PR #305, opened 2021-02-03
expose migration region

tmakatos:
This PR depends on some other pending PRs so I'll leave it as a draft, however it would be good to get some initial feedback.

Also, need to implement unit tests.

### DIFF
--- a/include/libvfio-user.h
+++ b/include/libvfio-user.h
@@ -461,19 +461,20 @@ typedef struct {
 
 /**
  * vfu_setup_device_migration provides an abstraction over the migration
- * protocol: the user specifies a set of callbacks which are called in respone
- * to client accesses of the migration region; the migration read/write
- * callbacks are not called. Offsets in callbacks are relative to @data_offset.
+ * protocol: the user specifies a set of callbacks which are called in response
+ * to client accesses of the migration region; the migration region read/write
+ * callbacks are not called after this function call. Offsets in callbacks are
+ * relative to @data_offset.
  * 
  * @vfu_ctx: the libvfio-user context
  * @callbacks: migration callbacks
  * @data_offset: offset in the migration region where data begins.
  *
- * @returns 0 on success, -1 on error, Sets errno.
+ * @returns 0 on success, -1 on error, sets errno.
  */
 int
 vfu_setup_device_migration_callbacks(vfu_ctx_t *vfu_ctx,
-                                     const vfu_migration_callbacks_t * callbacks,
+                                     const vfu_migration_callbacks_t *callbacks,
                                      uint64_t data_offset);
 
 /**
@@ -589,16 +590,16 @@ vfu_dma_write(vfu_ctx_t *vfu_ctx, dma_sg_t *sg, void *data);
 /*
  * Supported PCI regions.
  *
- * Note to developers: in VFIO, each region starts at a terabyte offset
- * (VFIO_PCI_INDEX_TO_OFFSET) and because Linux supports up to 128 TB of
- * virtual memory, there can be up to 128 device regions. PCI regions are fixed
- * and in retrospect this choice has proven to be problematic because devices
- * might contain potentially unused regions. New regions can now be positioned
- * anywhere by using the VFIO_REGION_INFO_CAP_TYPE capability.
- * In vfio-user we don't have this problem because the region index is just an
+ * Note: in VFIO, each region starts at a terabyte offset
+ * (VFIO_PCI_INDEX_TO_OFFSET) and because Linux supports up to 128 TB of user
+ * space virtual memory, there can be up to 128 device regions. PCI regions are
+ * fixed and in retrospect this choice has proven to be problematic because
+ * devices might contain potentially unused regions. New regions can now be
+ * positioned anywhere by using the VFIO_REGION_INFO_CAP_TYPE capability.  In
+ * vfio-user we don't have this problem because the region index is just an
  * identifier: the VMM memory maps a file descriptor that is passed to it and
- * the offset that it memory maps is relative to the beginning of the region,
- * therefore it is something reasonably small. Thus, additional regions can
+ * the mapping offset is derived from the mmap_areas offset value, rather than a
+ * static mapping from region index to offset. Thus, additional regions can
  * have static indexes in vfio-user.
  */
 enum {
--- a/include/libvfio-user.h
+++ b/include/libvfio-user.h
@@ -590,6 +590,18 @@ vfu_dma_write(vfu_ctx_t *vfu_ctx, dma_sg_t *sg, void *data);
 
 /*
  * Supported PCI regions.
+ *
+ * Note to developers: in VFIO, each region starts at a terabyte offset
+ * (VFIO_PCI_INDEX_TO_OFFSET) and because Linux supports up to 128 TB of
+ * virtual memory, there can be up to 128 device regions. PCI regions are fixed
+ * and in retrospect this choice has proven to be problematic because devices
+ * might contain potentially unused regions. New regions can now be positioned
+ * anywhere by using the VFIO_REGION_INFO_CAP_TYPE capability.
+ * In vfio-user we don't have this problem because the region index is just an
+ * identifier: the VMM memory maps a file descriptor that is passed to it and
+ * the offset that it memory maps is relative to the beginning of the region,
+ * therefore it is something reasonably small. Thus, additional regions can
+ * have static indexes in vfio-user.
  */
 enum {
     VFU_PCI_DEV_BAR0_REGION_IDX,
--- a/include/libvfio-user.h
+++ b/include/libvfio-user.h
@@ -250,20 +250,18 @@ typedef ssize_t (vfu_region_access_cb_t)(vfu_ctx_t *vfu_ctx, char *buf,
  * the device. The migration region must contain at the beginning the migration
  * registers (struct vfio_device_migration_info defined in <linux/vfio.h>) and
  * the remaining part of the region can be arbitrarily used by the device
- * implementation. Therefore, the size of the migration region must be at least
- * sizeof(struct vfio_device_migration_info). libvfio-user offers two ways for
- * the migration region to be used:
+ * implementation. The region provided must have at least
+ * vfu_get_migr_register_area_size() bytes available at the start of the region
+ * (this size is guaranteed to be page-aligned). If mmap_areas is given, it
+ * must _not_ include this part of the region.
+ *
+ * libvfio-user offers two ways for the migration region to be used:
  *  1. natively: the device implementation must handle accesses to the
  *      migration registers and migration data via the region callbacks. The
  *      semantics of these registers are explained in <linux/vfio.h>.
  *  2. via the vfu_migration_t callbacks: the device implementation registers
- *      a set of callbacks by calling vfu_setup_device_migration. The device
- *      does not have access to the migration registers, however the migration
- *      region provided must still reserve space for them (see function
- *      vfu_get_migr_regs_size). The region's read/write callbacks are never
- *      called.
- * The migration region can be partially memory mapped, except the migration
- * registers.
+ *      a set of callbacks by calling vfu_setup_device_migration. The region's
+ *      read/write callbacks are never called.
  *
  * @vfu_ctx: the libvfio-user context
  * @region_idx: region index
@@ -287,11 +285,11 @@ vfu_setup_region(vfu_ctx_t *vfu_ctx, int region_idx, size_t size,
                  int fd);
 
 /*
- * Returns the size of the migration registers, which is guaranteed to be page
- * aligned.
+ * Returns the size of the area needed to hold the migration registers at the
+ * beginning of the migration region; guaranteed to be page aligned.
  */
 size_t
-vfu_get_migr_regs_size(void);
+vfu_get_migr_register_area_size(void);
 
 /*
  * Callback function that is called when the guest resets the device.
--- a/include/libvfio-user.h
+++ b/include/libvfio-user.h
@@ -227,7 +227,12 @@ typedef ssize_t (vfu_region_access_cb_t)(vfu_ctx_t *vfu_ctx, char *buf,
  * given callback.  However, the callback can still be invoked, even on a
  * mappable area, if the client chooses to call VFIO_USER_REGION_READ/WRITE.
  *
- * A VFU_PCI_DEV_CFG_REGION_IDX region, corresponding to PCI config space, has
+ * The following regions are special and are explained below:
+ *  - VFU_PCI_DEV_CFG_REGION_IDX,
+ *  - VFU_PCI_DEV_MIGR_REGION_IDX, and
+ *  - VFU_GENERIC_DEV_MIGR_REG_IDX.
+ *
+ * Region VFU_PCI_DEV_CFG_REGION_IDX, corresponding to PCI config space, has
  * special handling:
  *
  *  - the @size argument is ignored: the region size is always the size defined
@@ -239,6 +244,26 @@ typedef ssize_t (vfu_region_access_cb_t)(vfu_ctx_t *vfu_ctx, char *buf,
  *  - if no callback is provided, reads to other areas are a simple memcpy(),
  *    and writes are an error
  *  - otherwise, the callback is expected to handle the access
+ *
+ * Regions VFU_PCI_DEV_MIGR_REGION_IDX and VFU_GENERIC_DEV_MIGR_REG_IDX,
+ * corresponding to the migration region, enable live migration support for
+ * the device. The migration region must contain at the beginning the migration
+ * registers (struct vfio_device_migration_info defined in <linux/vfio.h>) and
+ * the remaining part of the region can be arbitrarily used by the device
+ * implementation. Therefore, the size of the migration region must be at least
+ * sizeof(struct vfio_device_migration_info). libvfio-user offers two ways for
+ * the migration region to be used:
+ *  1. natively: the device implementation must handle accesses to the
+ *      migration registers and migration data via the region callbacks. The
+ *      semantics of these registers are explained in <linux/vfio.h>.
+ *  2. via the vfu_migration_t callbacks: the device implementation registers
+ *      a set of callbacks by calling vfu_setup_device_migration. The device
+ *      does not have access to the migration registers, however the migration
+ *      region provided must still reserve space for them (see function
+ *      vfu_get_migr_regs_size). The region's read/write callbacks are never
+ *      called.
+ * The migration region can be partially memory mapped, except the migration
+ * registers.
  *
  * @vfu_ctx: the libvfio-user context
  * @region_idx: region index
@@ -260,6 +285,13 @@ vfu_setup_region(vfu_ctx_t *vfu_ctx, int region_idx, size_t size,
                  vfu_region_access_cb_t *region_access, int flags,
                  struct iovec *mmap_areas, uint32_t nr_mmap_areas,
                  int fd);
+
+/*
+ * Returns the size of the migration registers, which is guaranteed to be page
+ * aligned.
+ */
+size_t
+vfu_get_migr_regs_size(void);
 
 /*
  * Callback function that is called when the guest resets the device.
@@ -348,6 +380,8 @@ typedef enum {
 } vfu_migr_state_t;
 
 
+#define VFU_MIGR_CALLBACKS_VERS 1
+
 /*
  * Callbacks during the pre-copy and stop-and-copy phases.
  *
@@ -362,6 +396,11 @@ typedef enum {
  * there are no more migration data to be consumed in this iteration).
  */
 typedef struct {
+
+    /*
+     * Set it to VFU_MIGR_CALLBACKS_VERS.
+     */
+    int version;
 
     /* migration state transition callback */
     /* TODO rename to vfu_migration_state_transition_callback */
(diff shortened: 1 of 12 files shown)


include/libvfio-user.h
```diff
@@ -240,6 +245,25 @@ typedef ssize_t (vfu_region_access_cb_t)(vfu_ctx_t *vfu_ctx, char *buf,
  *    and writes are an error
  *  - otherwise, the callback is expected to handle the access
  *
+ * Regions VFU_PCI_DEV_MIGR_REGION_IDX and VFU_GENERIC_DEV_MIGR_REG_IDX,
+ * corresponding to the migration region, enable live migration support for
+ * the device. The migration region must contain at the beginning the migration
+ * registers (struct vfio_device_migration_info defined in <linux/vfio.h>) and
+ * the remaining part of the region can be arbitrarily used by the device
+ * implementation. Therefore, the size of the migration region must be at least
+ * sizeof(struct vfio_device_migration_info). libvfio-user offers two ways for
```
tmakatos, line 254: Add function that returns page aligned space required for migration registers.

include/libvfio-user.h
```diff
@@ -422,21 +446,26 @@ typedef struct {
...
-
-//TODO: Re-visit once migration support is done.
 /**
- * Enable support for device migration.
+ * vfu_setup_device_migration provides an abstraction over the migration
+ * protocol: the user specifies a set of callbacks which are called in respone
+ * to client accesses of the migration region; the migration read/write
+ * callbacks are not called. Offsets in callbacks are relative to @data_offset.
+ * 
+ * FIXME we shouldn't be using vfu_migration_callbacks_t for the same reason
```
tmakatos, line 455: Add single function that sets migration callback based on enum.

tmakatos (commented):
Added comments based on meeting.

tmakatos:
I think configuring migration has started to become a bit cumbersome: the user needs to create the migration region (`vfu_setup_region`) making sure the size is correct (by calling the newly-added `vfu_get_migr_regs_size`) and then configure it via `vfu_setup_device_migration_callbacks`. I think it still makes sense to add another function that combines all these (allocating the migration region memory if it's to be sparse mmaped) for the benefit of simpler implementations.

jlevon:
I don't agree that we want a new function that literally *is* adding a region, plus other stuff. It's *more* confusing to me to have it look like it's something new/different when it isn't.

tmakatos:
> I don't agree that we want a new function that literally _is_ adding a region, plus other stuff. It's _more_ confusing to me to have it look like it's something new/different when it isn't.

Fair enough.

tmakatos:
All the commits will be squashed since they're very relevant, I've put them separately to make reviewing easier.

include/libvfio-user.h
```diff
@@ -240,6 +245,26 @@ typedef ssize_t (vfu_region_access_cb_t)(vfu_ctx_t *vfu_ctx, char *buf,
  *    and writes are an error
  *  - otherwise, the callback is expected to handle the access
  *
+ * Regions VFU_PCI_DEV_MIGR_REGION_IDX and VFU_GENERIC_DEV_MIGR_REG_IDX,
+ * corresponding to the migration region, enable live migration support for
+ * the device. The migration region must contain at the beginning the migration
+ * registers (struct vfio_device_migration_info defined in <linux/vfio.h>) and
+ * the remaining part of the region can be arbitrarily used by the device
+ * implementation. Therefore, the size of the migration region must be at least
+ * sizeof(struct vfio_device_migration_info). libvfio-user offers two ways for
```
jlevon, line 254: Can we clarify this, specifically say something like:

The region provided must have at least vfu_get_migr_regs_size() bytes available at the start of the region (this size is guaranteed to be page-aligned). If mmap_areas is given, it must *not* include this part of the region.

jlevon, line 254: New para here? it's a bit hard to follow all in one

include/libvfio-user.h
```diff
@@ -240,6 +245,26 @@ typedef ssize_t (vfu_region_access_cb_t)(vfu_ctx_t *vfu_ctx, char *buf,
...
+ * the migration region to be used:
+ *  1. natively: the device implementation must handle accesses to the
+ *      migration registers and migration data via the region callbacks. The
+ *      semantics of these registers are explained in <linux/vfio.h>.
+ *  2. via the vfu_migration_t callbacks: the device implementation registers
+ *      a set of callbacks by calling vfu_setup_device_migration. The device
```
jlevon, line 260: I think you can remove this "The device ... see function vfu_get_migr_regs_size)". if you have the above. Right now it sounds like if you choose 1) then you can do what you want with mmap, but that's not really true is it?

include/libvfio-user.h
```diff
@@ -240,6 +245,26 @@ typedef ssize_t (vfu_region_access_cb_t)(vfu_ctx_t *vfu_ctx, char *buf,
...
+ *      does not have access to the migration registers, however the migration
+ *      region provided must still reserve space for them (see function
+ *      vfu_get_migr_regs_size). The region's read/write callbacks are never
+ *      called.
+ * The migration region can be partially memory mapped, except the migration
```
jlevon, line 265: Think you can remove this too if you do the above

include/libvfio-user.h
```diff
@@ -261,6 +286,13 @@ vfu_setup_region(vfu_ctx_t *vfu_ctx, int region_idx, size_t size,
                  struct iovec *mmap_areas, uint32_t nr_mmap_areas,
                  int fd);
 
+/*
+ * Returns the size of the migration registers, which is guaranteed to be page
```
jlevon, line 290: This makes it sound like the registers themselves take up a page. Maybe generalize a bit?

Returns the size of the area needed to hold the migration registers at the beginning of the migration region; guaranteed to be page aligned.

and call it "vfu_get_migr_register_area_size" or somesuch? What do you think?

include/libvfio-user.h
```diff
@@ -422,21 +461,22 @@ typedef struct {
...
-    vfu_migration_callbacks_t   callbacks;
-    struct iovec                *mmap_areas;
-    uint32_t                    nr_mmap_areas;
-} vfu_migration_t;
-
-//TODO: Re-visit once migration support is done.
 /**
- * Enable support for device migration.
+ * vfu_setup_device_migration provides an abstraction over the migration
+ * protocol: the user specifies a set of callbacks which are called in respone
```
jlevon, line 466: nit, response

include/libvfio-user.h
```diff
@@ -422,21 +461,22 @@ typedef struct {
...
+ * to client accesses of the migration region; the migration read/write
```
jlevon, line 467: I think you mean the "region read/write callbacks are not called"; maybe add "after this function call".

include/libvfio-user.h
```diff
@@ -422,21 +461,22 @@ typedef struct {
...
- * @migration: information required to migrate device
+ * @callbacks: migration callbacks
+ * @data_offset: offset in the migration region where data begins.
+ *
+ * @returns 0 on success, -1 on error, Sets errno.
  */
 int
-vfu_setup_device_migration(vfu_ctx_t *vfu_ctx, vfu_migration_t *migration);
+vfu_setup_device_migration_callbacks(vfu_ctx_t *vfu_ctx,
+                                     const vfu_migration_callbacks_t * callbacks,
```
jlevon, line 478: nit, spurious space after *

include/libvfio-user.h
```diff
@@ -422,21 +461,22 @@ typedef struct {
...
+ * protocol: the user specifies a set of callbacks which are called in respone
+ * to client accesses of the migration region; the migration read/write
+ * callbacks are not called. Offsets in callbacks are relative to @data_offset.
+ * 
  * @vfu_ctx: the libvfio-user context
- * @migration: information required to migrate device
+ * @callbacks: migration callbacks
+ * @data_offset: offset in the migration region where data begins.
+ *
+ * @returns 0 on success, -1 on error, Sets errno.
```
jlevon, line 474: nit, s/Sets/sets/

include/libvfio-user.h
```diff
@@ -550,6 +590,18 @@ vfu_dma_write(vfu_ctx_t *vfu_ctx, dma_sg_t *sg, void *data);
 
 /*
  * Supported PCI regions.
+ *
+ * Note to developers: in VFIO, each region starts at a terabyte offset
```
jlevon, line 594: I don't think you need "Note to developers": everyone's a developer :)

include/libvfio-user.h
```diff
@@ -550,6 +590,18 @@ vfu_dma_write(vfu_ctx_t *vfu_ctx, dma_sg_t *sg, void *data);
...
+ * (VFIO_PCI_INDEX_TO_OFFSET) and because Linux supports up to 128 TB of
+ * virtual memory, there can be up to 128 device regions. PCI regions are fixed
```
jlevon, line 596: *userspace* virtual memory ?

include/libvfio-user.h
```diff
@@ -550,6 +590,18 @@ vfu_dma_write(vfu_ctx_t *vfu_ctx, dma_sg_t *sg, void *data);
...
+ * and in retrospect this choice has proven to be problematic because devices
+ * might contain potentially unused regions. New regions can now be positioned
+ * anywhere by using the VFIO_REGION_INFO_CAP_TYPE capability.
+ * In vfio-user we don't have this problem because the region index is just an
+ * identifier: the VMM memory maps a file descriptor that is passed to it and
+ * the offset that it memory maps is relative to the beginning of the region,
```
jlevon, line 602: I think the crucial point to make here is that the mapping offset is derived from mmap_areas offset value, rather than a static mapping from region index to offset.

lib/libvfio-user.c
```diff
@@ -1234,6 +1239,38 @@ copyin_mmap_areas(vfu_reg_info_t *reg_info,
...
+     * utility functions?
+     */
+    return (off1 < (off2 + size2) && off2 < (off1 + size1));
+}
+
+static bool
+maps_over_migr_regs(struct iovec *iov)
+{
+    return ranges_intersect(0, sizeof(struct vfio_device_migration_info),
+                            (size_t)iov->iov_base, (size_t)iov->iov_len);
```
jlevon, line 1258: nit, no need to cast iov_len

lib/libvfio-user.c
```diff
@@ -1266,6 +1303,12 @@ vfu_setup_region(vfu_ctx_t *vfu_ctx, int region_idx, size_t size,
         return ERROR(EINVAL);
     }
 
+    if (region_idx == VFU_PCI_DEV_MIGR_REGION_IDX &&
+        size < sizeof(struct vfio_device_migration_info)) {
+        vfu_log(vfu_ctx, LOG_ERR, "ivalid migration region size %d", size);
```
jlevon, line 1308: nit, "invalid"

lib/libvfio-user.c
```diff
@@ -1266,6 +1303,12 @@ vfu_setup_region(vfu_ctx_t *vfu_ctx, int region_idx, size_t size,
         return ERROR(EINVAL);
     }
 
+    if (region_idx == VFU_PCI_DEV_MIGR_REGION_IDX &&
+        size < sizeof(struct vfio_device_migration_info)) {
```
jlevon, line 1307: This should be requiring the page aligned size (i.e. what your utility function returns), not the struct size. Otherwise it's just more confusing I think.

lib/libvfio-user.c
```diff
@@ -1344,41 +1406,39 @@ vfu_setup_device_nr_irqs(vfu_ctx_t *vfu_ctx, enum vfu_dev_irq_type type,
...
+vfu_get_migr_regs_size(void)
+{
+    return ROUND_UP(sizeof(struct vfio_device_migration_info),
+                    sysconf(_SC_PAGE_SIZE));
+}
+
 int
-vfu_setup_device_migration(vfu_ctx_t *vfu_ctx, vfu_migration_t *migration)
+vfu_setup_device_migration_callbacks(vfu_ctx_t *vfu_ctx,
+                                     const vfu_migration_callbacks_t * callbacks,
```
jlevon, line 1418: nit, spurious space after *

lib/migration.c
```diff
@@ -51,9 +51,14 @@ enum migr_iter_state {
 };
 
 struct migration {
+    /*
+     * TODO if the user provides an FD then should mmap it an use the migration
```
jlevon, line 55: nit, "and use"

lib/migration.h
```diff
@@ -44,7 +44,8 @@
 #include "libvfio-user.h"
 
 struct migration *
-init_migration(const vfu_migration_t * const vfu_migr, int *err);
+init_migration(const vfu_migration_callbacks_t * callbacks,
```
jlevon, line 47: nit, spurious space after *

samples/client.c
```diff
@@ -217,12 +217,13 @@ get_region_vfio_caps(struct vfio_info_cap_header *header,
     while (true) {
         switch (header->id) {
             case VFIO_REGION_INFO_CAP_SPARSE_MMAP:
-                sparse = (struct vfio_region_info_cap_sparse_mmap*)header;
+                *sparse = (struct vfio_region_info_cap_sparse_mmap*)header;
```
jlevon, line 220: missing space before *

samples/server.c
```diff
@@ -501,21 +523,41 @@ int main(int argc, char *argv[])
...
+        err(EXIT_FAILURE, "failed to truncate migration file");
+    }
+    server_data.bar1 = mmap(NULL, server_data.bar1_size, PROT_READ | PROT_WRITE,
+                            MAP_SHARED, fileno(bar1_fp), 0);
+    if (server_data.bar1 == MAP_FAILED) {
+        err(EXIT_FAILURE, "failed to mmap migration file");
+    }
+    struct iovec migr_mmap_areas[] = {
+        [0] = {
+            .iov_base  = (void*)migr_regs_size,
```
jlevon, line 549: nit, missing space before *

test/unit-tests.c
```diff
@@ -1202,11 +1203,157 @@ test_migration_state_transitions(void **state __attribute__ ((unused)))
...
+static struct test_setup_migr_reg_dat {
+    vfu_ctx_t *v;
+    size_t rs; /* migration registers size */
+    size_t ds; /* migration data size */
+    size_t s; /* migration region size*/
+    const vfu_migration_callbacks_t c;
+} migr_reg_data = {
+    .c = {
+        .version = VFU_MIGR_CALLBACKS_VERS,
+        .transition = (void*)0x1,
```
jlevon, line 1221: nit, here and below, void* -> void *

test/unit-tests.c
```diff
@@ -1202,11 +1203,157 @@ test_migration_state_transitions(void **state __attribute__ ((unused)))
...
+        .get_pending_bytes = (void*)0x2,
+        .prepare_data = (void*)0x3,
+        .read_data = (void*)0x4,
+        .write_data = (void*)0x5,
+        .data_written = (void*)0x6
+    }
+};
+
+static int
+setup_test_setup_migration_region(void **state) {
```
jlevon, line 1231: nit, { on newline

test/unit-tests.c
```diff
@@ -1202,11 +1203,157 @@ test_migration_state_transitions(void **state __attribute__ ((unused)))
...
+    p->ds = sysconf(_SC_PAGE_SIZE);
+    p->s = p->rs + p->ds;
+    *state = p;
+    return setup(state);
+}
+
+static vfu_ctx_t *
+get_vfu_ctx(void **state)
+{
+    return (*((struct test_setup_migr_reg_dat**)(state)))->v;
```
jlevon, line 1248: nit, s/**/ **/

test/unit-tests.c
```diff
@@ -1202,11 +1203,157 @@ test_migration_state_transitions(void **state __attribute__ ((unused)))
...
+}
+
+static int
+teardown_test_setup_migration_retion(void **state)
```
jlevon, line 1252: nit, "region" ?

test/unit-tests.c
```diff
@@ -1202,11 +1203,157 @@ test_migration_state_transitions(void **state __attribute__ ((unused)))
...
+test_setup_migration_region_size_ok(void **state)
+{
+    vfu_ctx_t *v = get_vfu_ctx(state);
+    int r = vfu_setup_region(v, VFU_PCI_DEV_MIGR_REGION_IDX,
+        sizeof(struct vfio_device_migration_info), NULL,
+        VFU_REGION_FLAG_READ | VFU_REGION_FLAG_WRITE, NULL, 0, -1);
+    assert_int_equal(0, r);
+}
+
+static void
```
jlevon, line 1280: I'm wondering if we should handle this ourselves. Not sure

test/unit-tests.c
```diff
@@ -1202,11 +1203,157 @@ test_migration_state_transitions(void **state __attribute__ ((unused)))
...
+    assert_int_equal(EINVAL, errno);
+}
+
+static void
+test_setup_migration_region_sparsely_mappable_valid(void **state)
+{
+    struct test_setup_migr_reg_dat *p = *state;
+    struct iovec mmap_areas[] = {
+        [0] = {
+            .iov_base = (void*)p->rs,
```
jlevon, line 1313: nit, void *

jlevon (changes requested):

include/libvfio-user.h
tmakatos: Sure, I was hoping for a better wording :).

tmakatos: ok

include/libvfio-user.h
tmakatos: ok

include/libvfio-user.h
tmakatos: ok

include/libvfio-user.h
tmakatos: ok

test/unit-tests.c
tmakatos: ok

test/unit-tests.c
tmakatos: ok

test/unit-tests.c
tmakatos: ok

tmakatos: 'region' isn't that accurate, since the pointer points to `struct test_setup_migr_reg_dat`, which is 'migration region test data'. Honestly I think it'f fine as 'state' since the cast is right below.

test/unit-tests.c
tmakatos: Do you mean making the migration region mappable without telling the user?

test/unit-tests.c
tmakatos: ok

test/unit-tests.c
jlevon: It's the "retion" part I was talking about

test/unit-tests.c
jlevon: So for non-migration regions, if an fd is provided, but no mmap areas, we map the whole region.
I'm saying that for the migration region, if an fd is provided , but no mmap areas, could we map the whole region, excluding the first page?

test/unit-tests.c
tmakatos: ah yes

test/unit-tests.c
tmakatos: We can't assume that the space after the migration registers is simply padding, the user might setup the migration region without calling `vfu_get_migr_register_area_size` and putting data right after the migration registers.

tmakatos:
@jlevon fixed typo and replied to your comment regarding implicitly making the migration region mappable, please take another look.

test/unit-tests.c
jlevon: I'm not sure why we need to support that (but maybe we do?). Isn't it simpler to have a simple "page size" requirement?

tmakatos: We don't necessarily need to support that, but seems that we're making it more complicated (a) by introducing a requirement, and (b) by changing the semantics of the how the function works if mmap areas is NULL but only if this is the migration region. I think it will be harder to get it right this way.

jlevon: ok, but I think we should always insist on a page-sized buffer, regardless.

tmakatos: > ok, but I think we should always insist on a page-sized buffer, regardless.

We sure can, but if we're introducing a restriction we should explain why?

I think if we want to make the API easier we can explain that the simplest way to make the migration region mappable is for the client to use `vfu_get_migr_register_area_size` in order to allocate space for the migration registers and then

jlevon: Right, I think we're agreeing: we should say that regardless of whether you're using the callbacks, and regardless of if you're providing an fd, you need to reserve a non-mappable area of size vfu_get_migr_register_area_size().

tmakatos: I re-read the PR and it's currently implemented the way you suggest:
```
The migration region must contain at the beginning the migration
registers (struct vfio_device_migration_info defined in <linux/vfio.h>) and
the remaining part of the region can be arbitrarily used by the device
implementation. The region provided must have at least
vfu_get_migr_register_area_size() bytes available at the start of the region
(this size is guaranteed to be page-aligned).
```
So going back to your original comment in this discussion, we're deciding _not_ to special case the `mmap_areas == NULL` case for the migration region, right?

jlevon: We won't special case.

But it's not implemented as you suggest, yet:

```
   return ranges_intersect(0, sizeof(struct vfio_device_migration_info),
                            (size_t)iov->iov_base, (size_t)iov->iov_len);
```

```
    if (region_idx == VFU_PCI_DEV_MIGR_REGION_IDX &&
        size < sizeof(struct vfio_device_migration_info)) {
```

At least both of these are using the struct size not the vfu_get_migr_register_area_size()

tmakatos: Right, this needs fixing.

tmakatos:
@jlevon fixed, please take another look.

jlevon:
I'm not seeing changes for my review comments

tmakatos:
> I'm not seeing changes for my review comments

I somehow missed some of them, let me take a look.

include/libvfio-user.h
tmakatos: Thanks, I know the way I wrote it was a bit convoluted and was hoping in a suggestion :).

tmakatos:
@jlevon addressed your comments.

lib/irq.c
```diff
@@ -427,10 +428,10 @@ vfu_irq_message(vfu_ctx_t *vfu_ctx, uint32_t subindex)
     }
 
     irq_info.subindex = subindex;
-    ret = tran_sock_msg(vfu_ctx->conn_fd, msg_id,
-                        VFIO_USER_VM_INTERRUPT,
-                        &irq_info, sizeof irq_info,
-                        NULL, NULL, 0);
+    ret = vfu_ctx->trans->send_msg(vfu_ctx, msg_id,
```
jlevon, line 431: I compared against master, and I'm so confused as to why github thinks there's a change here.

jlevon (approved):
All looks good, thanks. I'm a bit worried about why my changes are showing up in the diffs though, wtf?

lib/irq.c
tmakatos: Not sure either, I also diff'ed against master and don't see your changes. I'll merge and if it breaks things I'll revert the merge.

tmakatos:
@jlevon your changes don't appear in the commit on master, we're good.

—————

The lines from the top of the data above down to the line containing "- * protocol: the" are to be copied exactly; no other line should appear.

PR #305, opened 2021-02-03
expose migration region

tmakatos:
This PR depends on some other pending PRs so I'll leave it as a draft, however it would be good to get some initial feedback.

Also, need to implement unit tests.

### DIFF
--- a/include/libvfio-user.h
+++ b/include/libvfio-user.h
@@ -461,19 +461,20 @@ typedef struct {
 
 /**
  * vfu_setup_device_migration provides an abstraction over the migration
- * protocol: the user specifies a set of callbacks which are called in respone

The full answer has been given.